* Required action: For the records below, the count of lines that hold "JSAsyncStack" is required; give only that number.

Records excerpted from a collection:

--------------------------------

PR #1249, opened 2025-11-25
[wip] Record async stack traces

### LINKED ISSUE #1248: Async stack trace stitching
Example:
```js
f()

async function f() {
    await g()
}

async function g() {
    await 42 // stack trace includes f without this line
    throw Error()
}
```
Prints:
```
Possibly unhandled promise rejection: Error
    at g (tmp/async.js:9:11)
```
f's stack frame is "lost", making debugging harder than it should be.

It should be possible to capture the stack in or around JS_EnqueueJob and stitch it back together in JS_ExecuteJob.

That obviously comes at some performance cost, so there should be a knob to control the length of the async stack trace, with zero meaning "off".

Up for the debate: the default setting of the knob.

The captured stack should be a rolling buffer where older entries drop off. Increase the reference count of JS functions when they're mixed into the captured stack, decrease them again when they drop off.

bnoordhuis:
Fixes: https://github.com/quickjs-ng/quickjs/issues/1248

<hr>

Definitely work in progress. Currently no way to limit the stack trace size, sometimes records the same stack frame twice,  loses track around `new Promise(...)`, and no doubt there's more.

### DIFF
--- a/quickjs.c
+++ b/quickjs.c
@@ -248,6 +248,11 @@ typedef struct JSValueLink {
     JSValueConst value;
 } JSValueLink;
 
+typedef struct JSAsyncStack {
+    struct JSStackFrame *cutoff; // current sync stackframe cutoff
+    DynBuf *current;             // list of JSSimpleFrame elements
+} JSAsyncStack;
+
 struct JSRuntime {
     JSMallocFunctions mf;
     JSMallocState malloc_state;
@@ -326,6 +331,7 @@ struct JSRuntime {
     void *user_opaque;
     void *libc_opaque;
     JSRuntimeFinalizerState *finalizers;
+    JSAsyncStack async_stack;
 };
 
 struct JSClass {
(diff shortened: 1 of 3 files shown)


andrieshiemstra:
It indeed loses the stack when actually awaiting Promises
e.g. 
* ```await 1;``` -> stack is preserved
* ```await Promise.resolve(1);``` -> stack is preserved
* ```await sleep(1);``` -> stack is NOT preserved

```
// emulate a long running function like 'connectToDb'
async function sleep(ms) {
    return await new Promise((res) => {
        setTimeout(res, ms);
    });
}
```

Also, I see you store the JSAsyncStack in the JSRuntime object, how does that work i you have multiple async stacks.. e.g.
```
async function sleep(ms) {
    return await new Promise((res) => {
        setTimeout(res, ms);
    });
}

async function a() {
    await b();
}

async function b() {
    await sleep(50);
    throw Error("poof");
}

async function c() {
    await sleep(10);
}

const ap = a();
c();
ap.catch((ex) => {
    console.error(ex);
});
```
Won't that add 'c()' to the error stack of calling a?

My first notion was that we should store the stack in JSJobEntry but I'm not sure how it works with Promises created with ```js_new_promise_capability``` should the resolver functions of js_new_promise_capability also store their own stack from where they were created?

PR #1254, opened 2025-12-01
Corrected the compilation options for the C files output by qjsc

nus:
When I compiled it according to the documentation, an error occurred, so I fixed it.


saghul (approved):

saghul:
Cheers!

PR #1255, opened 2025-12-01
ci: remove meaningless clang-cl+msan config

mochaaP:
MemorySanitizer is not available on Windows, this is a no-op.


bnoordhuis (approved):
Thanks! Saves electricity every run.

PR #1262, opened 2025-12-05
Add 'JS_FreeCStringRT'

nathanvoglsam:
Hello!

I've got a PR here for adding a new 'JS_FreeCStringRT' function that (if I understand the code correctly) should function the same as the existing 'JS_FreeCString' but takes a JSRuntime instead of a JSContext. It looks like the c-string being returned is just actually a JSString value with the string data trailing off the end of the allocation. I can't see any obvious reason why it needs to be tied to a JSContext.

My motivation for this feature follows on from my question in [this discussion](https://github.com/quickjs-ng/quickjs/discussions/1257). My Rust bindings rely on a single, thread local JSRuntime for each thread. Nothing can get sent to other threads so I get a reasonably safe API without lifetime soup. The c-strings were the odd one left, still needing a reference to the JSContext they were created from so I could clean them up with RAII. With this change that can go away.

If this is API internals you don't want to commit to I understand, as this is a whole new API, but thought I'd forward this for discussion.

Seems to work in my Rust code but I haven't tested very thoroughly.

### DIFF
--- a/api-test.c
+++ b/api-test.c
@@ -382,6 +382,44 @@ static void module_serde(void)
     JS_FreeRuntime(rt);
 }
 
+static void runtime_cstring_free(void)
+{
+    JSRuntime *rt = JS_NewRuntime();
+    JSContext *ctx = JS_NewContext(rt);
+    // string -> cstring + JS_FreeCStringRT
+    {
+        JSValue ret = eval(ctx, "\"testStringPleaseIgnore\"");
+        assert(JS_IsString(ret));
+        const char *s = JS_ToCString(ctx, ret);
+        assert(s);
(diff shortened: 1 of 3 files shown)


bnoordhuis (approved):
Seems unobjectionable to me but, since it's not being used anywhere in quickjs itself, can you add a regression test to api-test.c?

saghul (approved):

nathanvoglsam:
Just added some simple test cases for creating C strings from JSValues and freeing them JS_FreeCStringRT. Tested on Windows x64 with a MinGW build and an MSVC build and all seemed well.

bnoordhuis (approved):
LGTM, thanks!

PR #1267, opened 2025-12-06
Tab-complete keywords in REPL

### LINKED ISSUE #1265: Tab-complete keywords in REPL
Desired behavior:
```
qjs > o insta<TAB>
qjs > o instanceof
```
Ideally auto-completes to `instanceof ` - note the trailing space.

bnoordhuis:
Make it smart enough to turn:

- `wh<TAB>` into `while (`
- `tr<TAB>` into `try {`
- `th<TAB>` into `this.`
- etc.

Fixes: https://github.com/quickjs-ng/quickjs/issues/1265


repl.js
```diff
@@ -51,6 +51,13 @@ import * as bjson from "qjs:bjson";
     var Infinity = g.Infinity;
     var console = g.console;
 
+    // auto-completion keywords
+    var keywords = [
+        "await", "catch", "class", "const", "else", "export", "for",
+        "function", "if", "import", "let", "new", "return", "super",
+        "this", "try", "var", "while", "yield",
+    ];
+
```
chqrlie, line 61: Why not append the suffix directly to the keywords in the list?  `keyword.startsWith(s)` would still give the same matches:
```
    // auto-completion keywords
    var keywords = [
        "await ", "catch (", "class ", "const ", "else ", "export ", "for (",
        "function ", "if (", "import ", "let ", "new ", "return", "super",
        "this", "try {", "var ", "while (", "yield ",
    ];
```
Also, I would not add a suffix to `this` or `return`.

chqrlie (changes requested):

saghul (approved):
Nice! I think instanceof is missing?

repl.js
bnoordhuis: I initially did it like that, then decided against it because it looks kind of ugly and I thought it might get in the way of a follow-up change I wanted to make (auto-completion of object properties.)

But I reverted it to the original approach and made the other change in a different way.

bnoordhuis:
> I think instanceof is missing?

Uh yeah, the thing that started it all :facepalm:

Added, together with `typeof`.

saghul (approved):

repl.js
```diff
@@ -664,6 +687,10 @@ import * as bjson from "qjs:bjson";
         s = get_context_word(line, pos);
         ctx_obj = get_context_object(line, pos - s.length);
         r = [];
+        if (!is_named_property(line, pos))
+            for (const kw of keywords)
+                if (kw.startsWith(s))
+                    r.push(kw);
```
chqrlie: Would you mind adding braces to the outer `if` and the `for` statements?

repl.js
```diff
@@ -602,12 +614,23 @@ import * as bjson from "qjs:bjson";
...
     }
 
+    // returns true if |line| looks something like "object.prop"
+    function is_named_property(line, end) {
+        var pos = end;
+        while (pos > 0 && is_word(line[pos - 1]))
+            pos--;
+        while (pos > 0 && is_blank(line[pos - 1]))
+            pos--;
+        return pos > 0  && line[pos - 1] === ".";
```
chqrlie: Extra space

chqrlie (changes requested):

chqrlie (approved):

PR #1274, opened 2025-12-17
Add Iterator.zip

bnoordhuis:
I initially tried to do this in C but it was so onerous I decided to switch to JS. Marginally less onerous but still a _massive_ PITA to implement.

`Iterator.zipKeyed` is up next.


builtin-array-fromasync.js
```diff
@@ -1,10 +1,10 @@
-;(function(Array, TypeError, asyncIterator, defineProperty, iterator) {
+;(function(Array, TypeError, Symbol·asyncIterator, Object·defineProperty, Symbol·iterator) {
```
bnoordhuis, line 1: Cute, innit?

builtin-iterator-zip.js
```diff
@@ -0,0 +1,210 @@
+;(function(IteratorHelper, InternalError, TypeError, call, Symbol·iterator) {
```
bnoordhuis, line 1: A thing to keep in mind when reviewing this file: it's almost impossible to change or reorder anything here without breaking some test262 tests.

saghul:
I'll do a full review shortly, bun in the meantime, some food for thought: do we want to have each of these as a separate file or maybe have a `builtins.js` where we put all similar ones? I think I have a soft preference for the single file approach, WDYT?

bnoordhuis:
With a single .js file there's no lazy-loading of individual built-ins; it's all or nothing.

saghul:
> With a single .js file there's no lazy-loading of individual built-ins; it's all or nothing.

Fair enough!

bnoordhuis:
@saghul if you could find it in you to review this pr and the other one?

builtin-iterator-zip.js
saghul, line 1:
```suggestion
;(function(IteratorHelper, InternalError, TypeError, call, Symbol.iterator) {
```

Was that a weird middle dot rather than a period?

builtin-iterator-zip.js
```diff
@@ -0,0 +1,210 @@
...
+        if (mode === "longest") {
+            padding = options.padding
+            if (padding !== undefined) check(padding, "bad padding")
+        }
+        let pads = []
+        let iters = []
+        let nexts = []
+        let count = 0
+        let paddingiter = undefined
+        let iterablesiter = iterables[Symbol·iterator]()
```
saghul:
```suggestion
        let iterablesiter = iterables[Symbol.iterator]()
```

builtin-iterator-zip.js
```diff
@@ -0,0 +1,210 @@
...
+                    // *don't* close |iterablesiter| when .next() throws
+                    iterablesiter = undefined
+                    throw e
+                }
+                // order of .done and .value property
+                // access is observable and matters
+                if (item.done) break
+                let iter = item.value
+                check(iter, "bad iterator")
+                let method = iter[Symbol·iterator]
```
saghul, line 60:
```suggestion
                let method = iter[Symbol.iterator]
```

builtin-iterator-zip.js
```diff
@@ -0,0 +1,210 @@
...
+                for (; i < count; i++) pads[i] = undefined
+            }
+        } catch (e) {
+            closeall(iters, count)
+            close(iterablesiter)
+            close(paddingiter)
+            throw e
+        }
+        // note: uses plain numbers for |state|, using
+        // constants grows the bytecode by about 200 bytes
```
saghul, line 106: Ah, I assume this is why you wrote it so compact 😅

builtin-iterator-zip.js
```diff
@@ -0,0 +1,210 @@
...
+        let state = 0 // new, suspend, execute, complete
+        let alive = count
+        return {
+            __proto__: IteratorHelper,
+            // TODO(bnoordhuis) shows up as "at next (<null>:0:1)" in stack
```
saghul, line 111: Did you mark it as TODO because it can be fixed?

builtin-iterator-zip.js
saghul: Ah I see now we are pasing the symbol straight. It mislead me, so may I suggest `SymbolIterator` ?

saghul (approved):
LGTM with a suggestion!

builtin-iterator-zip.js
bnoordhuis: I of course considered that when I wrote it but I don't like it because it obscures the fact that it's `Symbol.iterator`.

Or from a different angle: with `SymbolIterator` it becomes ambiguous if `IteratorHelper` actually refers to `IteratorHelper` or `Iterator.Helper`.

(Yes, academic now because there's no `Iterator.Helper` property  but sooner or later something's going to show up that's actually ambiguous.)

builtin-iterator-zip.js
bnoordhuis: Yes, or at least, I think it's plausible that it can be fixed.

builtin-iterator-zip.js
saghul: No strong opinion, land it then!

PR #1277, opened 2025-12-20
Add Iterator.zipKeyed

bnoordhuis:
First commit is #1274.


builtin-iterator-zip-keyed.js
```diff
@@ -0,0 +1,194 @@
+;(function(IteratorHelper, InternalError, TypeError, call,
+           hasOwnEnumProperty, getOwnProperties, Symbol·iterator) {
```
bnoordhuis: I should come up with a better name for getOwnProperties because it:

1. suggests it's like `Object.getOwnProperties` when it's not, and
2. doesn't just look up properties but also symbols

Suggestions welcome.

saghul: How about `getOwnPropertyKeys`, like the spec calls it? https://tc39.es/ecma262/#sec-getownpropertykeys

saghul (approved):
LGTM with a suggestion. Also, as an additional soft suggestion, drop the mid period from the property names, I thought it was some kind of bug!

PR #950, opened 2019-07-01
[Sharethrough] Add URL Scheme to Origin header

maphe:
Our ad server is expecting the scheme in the Origin header


maphe:
Sorry, pushed that too early, will revisit and push a new version next week.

--------------------------------

* Task solution: 4